However, evidence regarding its superiority relative to other active treatments has been less consistent. Outcomes in which relapse prevention may hold particular promise include reducing severity of relapses, enhanced durability of effects, and particularly for patients at higher levels of impairment along dimensions such as psychopathology or dependence severity21. Many factors play a role in a person’s decision to misuse legal or illegal psychoactive substances, and different schools of thinking assign different weight to the role each factor plays.
It’s possible to predict that some events—parties, other social events—may be problematic. It’s wise to create in advance a plan that can be enacted on the spot—for example, pre-arranging for a friend or family member to pick you up if you text or call. A better understanding of one’s motives, one’s vulnerabilities, and one’s strengths helps to overcome addiction. The dynamic model of relapse takes many of the RREP criticisms into account. Ecological momentary assessment, either via electronic device or interactive voice response methodology, could provide the data necessary to fully test the dynamic model of relapse19.
Cognitive therapy for anorexia nervosa
The risk of relapse is greatest in the first 90 days of recovery, a period when, as a result of adjustments the body is making, sensitivity to stress is particularly acute while sensitivity to reward is low. It reflects the difficulty of resisting a return to substance use in response to what may be intense cravings but before new coping strategies have been learned and new routines have been established. For that reason, some experts prefer not to use the term “relapse” but to use more morally neutral terms such as “resumed” use or a “recurrence” of symptoms. Negative emotional states, such as anxiety, depression, anger, boredom are often dealt with by using substances, interpersonal conflicts that the person cannot cope with effectively or resolve and the social -pressure to use a substance31.
The revised dynamic model of relapse also takes into account the timing and interrelatedness of risk factors, as well as provides for feedback between lower- and higher-level components of the model. For example, based on the dynamic model it is hypothesized that changes in one risk factor (e.g. negative affect) influences changes in drinking behavior and that changes in drinking also influences changes in the risk factors. The dynamic model of relapse has generated enthusiasm among researchers and clinicians who have observed these processes in their data and their clients. Not all addictions can be treated with abstinence, and it is not always possible or healthy to avoid certain behaviors for the long term. Sometimes, “abstinence-based treatment” is used to refer to “drug free” treatment, with the ultimate goal of transitioning a person with substance misuse issues to stop using any drug. In extreme cases and in many cases of opioid addiction, this method has proven unreliable, as drugs such as Buprenorphine may be prescribed to help people abstain from the drug they misuse, allowing them to maintain a functional lifestyle.

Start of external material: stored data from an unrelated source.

PR #929, opened 2018-01-31
don't clean 1st tabstop if it's not empty

lacygoill:
Currently, in the example [Autojump from tabstop when it's empty](https://github.com/SirVer/ultisnips/tree/master/doc/examples/autojump-if-empty), the text in the 1st tabstop and the 2 parentheses around it are removed unconditionally. I think they should only be removed if the user didn't insert anything.


lacygoill:
There was another small error in one of the example given in the documentation.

Cognitive behavioural interventions in addictive disorders
The AVE was introduced into the substance abuse literature within the context of the “relapse process” (Marlatt & Gordon, 1985, p. 37). Relapse has been variously defined, depending on theoretical orientation, treatment goals, cultural context, and target substance (Miller, 1996; White, 2007). It is, however, most commonly used abstinence violation effect definition to refer to a resumption of substance-use behavior after a period of abstinence from substances (Miller, 1996). The term relapse may be used to describe a prolonged return to substance use, whereas lapsemay be used to describe discrete,… People in addiction recovery often experience drug cravings when they go through stress.
The transition from slip or lapse to relapse involves the “abstinence violation effect,” which results from a state of cognitive dissonance regarding the nonabstinent behavior and the individual’s image of being abstinent. This dissonance can be reduced by either changing the behavior or changing the image, and characteristically in this population is resolved by the latter. Internal and stable attributes for the slip also lead to further lapse behavior.